Sesungguhnya bulan Ramadhan itu tergantung di antara langit dan bumi, tidaklah bisa diangkat kecuali dengan zakat fitrah. Ini adalah hadits dhaif. Diriwayatkan oleh Ibnu Shishri di dalam Al-Amali dan bagian hadits ini hilang, juga diriwayatkan oleh Ibnu Syahin di dalam At-Targhib, dan Ibnul Jauzi di dalam Al-Ilal AlMutanahiyah [II/499]. Di dalam sanadnya terdapat rawi yang bernama Muhammad bin Ubaid yang dikatakan oleh Ibnul JAuzi bahwa dia adalah majhul (tidak dikenal). Al Hafizh Ibnu Hajar mengatakan setelah menyebutkan hadits ini di dalam Lisanul Mizan [V/276]: Dia adalah rawi yang tidak ada satupun yang mengikutinya.
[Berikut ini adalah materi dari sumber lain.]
PR #1649, opened 2026-06-04
fix: tighten press/click.*hold regex to prevent false positives on normal page content

ssilare-adobe:
## Summary

- `CHALLENGE_PATTERNS.general` contained `/press.*hold/i` and `/click.*hold/i` with unbounded `.*` wildcards
- On sites with minified HTML, these matched across thousands of characters — e.g. `blood pressure monitor` (index 281,995) to `placeholder graphic` (index 291,537) on athenahealth.com — causing a false-positive `crawlable: false` result despite the site returning HTTP 200 with no challenge page
- Tightened both patterns to require the words to be adjacent (with optional "and"): `/press\s+(and\s+)?hold/i` — matching real challenge copy like "Press and hold the button" while rejecting incidental word proximity

## Changes

- `src/bot-blocker-detect/bot-blocker-detect.js`: narrow `press.*hold` and `click.*hold` patterns
- `test/bot-blocker-detect/bot-blocker-detect.test.js`: add regression test covering `blood pressure` + `placeholder` content

## Test plan

- [ ] All 1155 existing tests continue to pass
- [ ] New regression test `does not false-positive on "pressure" and "placeholder" in normal page content` passes
- [ ] Real "Press and hold" and "Click and hold" challenge strings still detected correctly

### DIFF
--- a/packages/spacecat-shared-utils/src/bot-blocker-detect/bot-blocker-detect.js
+++ b/packages/spacecat-shared-utils/src/bot-blocker-detect/bot-blocker-detect.js
@@ -103,8 +103,8 @@ const CHALLENGE_PATTERNS = {
     /hcaptcha/i,
     /datadome/i,
     /dd-request-id/i,
-    /press.*hold/i, // Press and hold challenges (hCaptcha, custom implementations)
-    /click.*hold/i, // Click and hold button challenges
+    /press\s+(and\s+)?hold/i, // Press and hold challenges (hCaptcha, custom implementations)
+    /click\s+(and\s+)?hold/i, // Click and hold button challenges
     /geetest/i, // GeeTest interactive challenges
     /arkose/i, // Arkose Labs bot protection
     /funcaptcha/i, // FunCaptcha interactive challenges
--- a/packages/spacecat-shared-utils/test/bot-blocker-detect/bot-blocker-detect.test.js
+++ b/packages/spacecat-shared-utils/test/bot-blocker-detect/bot-blocker-detect.test.js
@@ -959,6 +959,20 @@ describe('Bot Blocker Detection', () => {
       expect(result.confidence).to.equal(0.7);
     });
 
+    it('does not false-positive on "pressure" and "placeholder" in normal page content', () => {
+      const html = '<html><body><p>Monitor your blood pressure at home.</p><input placeholder="Enter value"></body></html>';
+      const headers = {};
+
+      const result = analyzeBotProtection({
+        status: 200,
+        headers,
+        html,
+      });
+
+      expect(result.crawlable).to.be.true;
+      expect(result.type).to.equal('none');
+    });
+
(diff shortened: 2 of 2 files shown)


MysticatBot (approved):
Hey @ssilare-adobe,

## Strengths

- `bot-blocker-detect.js:106-107`: The fix directly addresses the root cause. Replacing unbounded `.*` with `\s+(and\s+)?` eliminates catastrophic matching across thousands of characters of minified HTML while preserving detection of real challenge copy. The new patterns are also free of ReDoS risk - no nested quantifiers or overlapping alternations, and worst-case backtracking is linear.
- `bot-blocker-detect.test.js:962-975`: The regression test reproduces the exact failure scenario from the bug report ("pressure" + "placeholder" proximity) with realistic HTML content and good behavior-level assertions checking both `crawlable` and `type`.
- Change discipline is excellent. Two patterns changed, one test added, nothing else touched. The PR body explains the mechanism of failure thoroughly with concrete index positions from a real site.
- Follows all documented project conventions: test mirrors src structure, uses describe/it with expect assertions, and the commit message follows conventional commits format.

## Issues

### Minor (Nice to Have)

1. `bot-blocker-detect.js:106-107`: The patterns lack word boundaries, so they can match inside compound words. For example, `/press\s+(and\s+)?hold/i` would match in content like "Express Holdings" - "press" at the tail of "Express", whitespace, then "hold" at the head of "Holdings". Adding `\b` at both edges (`/\bpress\s+(and\s+)?hold\b/i` and `/\bclick\s+(and\s+)?hold\b/i`) would close this. This is Minor because the false-positive surface is dramatically smaller than before, and the practical likelihood is low.

2. `bot-blocker-detect.test.js`: The new regression test only exercises the `press...hold` false-positive path. A symmetric negative test for `click...hold` (e.g., HTML containing "clickbait" near "household") would make future regressions on either pattern independently detectable.

## Recommendations

- The broader pattern (a flat array of regexes run against full HTML documents) has a structural fragility: any regex with unbounded wildcards is one minified page away from the same class of false positive. Worth considering in a future effort: a lightweight validation harness that runs each pattern against a corpus of known-good pages as a CI gate, catching overly broad patterns before they ship.

## Assessment

Ready to merge? Yes
Reasoning: This is a well-scoped, minimal fix to a real production false-positive scenario. The tightened patterns correctly model the intended detection semantics, CI passes with all 1155 tests green, and no security or architectural concerns exist.

---

<sub><b>Skill:</b> pr-review | <b>Model:</b> us.anthropic.claude-opus-4-6-v1[1m] | <b>Duration:</b> 0m 33s | <b>Cost:</b> $2.26 | <b>Commit:</b> <code>261f994f1820ac1291696b2f1f6a023dcb8c994e</code><br>If this code review was useful, please react with 👍. Otherwise, react with 👎.</sub>

PR #468, opened 2016-07-24
Update logic.cs to showcase amount of candies

doggiekuk:
Amount of candies shown in DisplayHighest function descending.

PR #472, opened 2016-07-24
Added ability to view candies on Catch

doggiekuk:
Due to the lack of updating candies after catches, this is still a bit glitchy.

Anyone can improve please.


roteak:
Tested and working.

Calculates correctly after Catch and Transfers.

http://i.imgur.com/yHLmQcM.png

JoshYuen:
I feel like the info should be on transfers not catch. Because it should increment on transfer and then you can see new total. I think the catch log is already long enough and we are basically making it longer.

Any others want ot throw in some input?

JoshYuen:
PR #468 has similar logic maybe there should be a collaboration to merge the two PRs into 1.

yamashi:
Master is deprecated.

PR #473, opened 2016-07-25
Use InvariantCulture to parse GPX values

Rejaku:
GPX files weren't working with regional settings not using . as decimal seperator.
Thus, I have added CultureInfo.InvariantCulture to all Convert.ToDouble calls related to GPX.

### DIFF
--- a/PokemonGo.RocketAPI.Logic/Logic.cs
+++ b/PokemonGo.RocketAPI.Logic/Logic.cs
@@ -15,6 +15,7 @@ using PokemonGo.RocketAPI.Logic.Utils;
 // ReSharper disable CyclomaticComplexity
 // ReSharper disable FunctionNeverReturns
 using System.IO;
+using System.Globalization;
 
 #endregion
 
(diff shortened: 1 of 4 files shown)


redongreen:
GPX is not detecting Pokestops along the way to the waypoint.

Rejaku:
Pokestops are detected and used if they are in the radius of the route point. With GPX, the bot follows the path and doesn't orient itself by the stops.
This sounds like a feature request to me, and has nothing to do with the issue here.

sloanja:
@redongreen, the GPX file must have the pathing go directly over the pokestop to register.  The route taken is precise and will not vary to hit the pokestop if you do not program it in precisely.  If you don't know the exact pokestop gps coordinates, you'll need to determine that by looking at Ingress (https://www.ingress.com/intel) or determining exact GPS coordinates when you physically visit the pokestop or other methods not described here.

yamashi:
Master is deprecated.

PR #475, opened 2016-07-25
Fixed a logic error in GetDuplicatePokemonToTransfer & reduced size of GetXpDiff

5andr0:
With KeepPokemonsThatCanEvolve=true it also kept all pokemons that couldn't evolve. Added KeepPokemonsThatCanEvolve to Settings


yamashi:
Master is deprecated.

PR #476, opened 2016-07-25
Fix: Decrement cached berry inventory count when using a berry

mrnitrate:
When using a berry the cached inventory was not being updated with the new decremented value.


JoshYuen:
Should probably check to make sure the UseBerry function actually successfully used a berry before decrementing.

AlginMaduro:
@JoshYuen That is indeed cleaner, but its cached for 30 seconds. So if it was not used correctly, it would only be invalid for 30 sec. But good remark

PR #480, opened 2016-07-25
Display distance and bearing for points of GPX file

sloanja:
This updates the logic.cs file to calculate distance and bearing when using GPX files.

### DIFF
--- a/PokemonGo.RocketAPI.Logic/Logic.cs
+++ b/PokemonGo.RocketAPI.Logic/Logic.cs
@@ -280,9 +280,12 @@ namespace PokemonGo.RocketAPI.Logic
                         while (curTrkPt <= maxTrkPt)
                         {
                             var nextPoint = trackPoints.ElementAt(curTrkPt);
-                            if (
-                                LocationUtils.CalculateDistanceInMeters(_client.CurrentLat, _client.CurrentLng,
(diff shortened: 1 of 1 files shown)


KiriharaSenpai:
But on last version of bot when i activate gpx function it keeps reloading itself

sloanja:
@KiriharaSenpai , you probably have a bad GPXFile format.  This program requires a very specific format.

Here's a sample that works with my build:

<?xml version="1.0"?>
<gpx creator="WTracks" xmlns:xsi="http://www.w3.org/2001/XMLSchema-instance" xmlns="http://www.topografix.com/GPX/1/1" version="1.1" xsi:schemaLocation="http://www.topografix.com/GPX/1/1 http://www.topografix.com/GPX/1/1/gpx.xsd">
<trk><name>My Local</name><trkseg>
<trkpt lat="50.730643752607115" lon="4.93199533224106"></trkpt>
<trkpt lat="50.73063208518487" lon="4.93205165863037"></trkpt>
</trkseg></trk></gpx>

As the project states, you can get the list of waypoints from wtracks.  I redid the XML from WTracks to fit this exact format, and it works flawlessly with default build 1.0.4.4.  Once I had the NecronomiconCoding default build, i altered it with the few additional lines to add the distance and bearing to the next waypoint.

KiriharaSenpai:
Thanks for the answer sir im gonna give it a try

yamashi:
Master is deprecated.

Issue #494, opened 2016-07-26
[Suggestion]Add Family Candies to Transfer or Catch stats


kowzzz:
It is already done in Spegeli but I prefer Necros movement and options. Was wondering if this could be added in easily because it gives a good idea when to stock up on certain pokemon to fully utilize the lucky egg buff.

yamashi:
Don't really understand what you mean ?

kowzzz:
http://i.imgur.com/NAM3lz7.png
At the end you can see family candies.

yamashi:
So it's just a log change correct ?

kowzzz:
Yes I believe so. I can go look into the code to see if I can find where it pulls it.

yamashi:
It's fine, I understand the request, it will be done.

kowzzz:
Thanks mate.

PR #503, opened 2016-07-26
#494: Implemented Family Candies display when transferring and catchi…

kaeus:
Not sure where the initial CP/IV display is anymore, or I would add it there as well. It does not seem to display for me anymore, so I at least added it to transferring/capturing events.


dbfy:
Yea at this point I'm waiting a few days, I spend more time merging with my changes then actually coding.

Btw it's in PoGoUtils\PokemonInfo

PR #512, opened 2016-07-26
fix division by zero on keeppokemonthatcanevolve

tehaon:
Someone verify this wont break shit.. I merged down from head fork and it's trying to push that as part of this.. I assume that's safe but really all I care about is the division by zero fix lol.


tehaon:
looks like someone beat me to fix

Asy-Syaikh Al-Albani mendhaifkan hadits ini di dalam As-Silsilah Adh-Dhaifah (43). -Ditulis secara ringkas oleh Abu Zurah Sulaiman bin Ali bin Syihab As-Salafy-. Dan diterjemahkan secara ringkas[4] pula dari http://sahab.net/forums/showthread.php?t=380588 ditambah sedikit catatan kaki dari penerjemah.

Wallahu alam bish-shawab. [1] Sebagaimana sabda Nabi shallallahu alaihi wasallam:

Barangsiapa yang berdusta atas namaku dengan sengaja, maka hendaknya dia mempersiapkan tempat duduknya di neraka. [Muttafaqun Alaihi dari shahabat Abu Hurairah, Al-Mughirah bin Syubah, dan yang lainnya] [2] Ungkapan seperti ini menunjukkan bahwa beliau tidak memastikan keshahihan hadits sebagaimana yang akan disebutkan dalam penjelasan hadits ketiga setelah ini. Wallahu alam. [3] Demikian lafazh yang tercantum dalam sumber rujukan. Namun di dalam sebagian referensi, -dengan keterbatasan pengetahuan kami-, ditemukan ada perbedaan lafazh, yaitu tentang jumlah hamba yang dibebaskan dari neraka, di referensi tersebut disebutkan berjumlah satu juta. Wallahu alam. [4] Sengaja bagian yang tidak kami terjemahkan adalah beberapa istilah muhadditsin atau istilah dalam ilmu hadits yang belum bisa kami terjemahkan ke dalam bahasa Indonesia dengan tepat. Tetapi insya Allah tidak akan mengubah isi dan substansi pembahasan. Wallahu alam.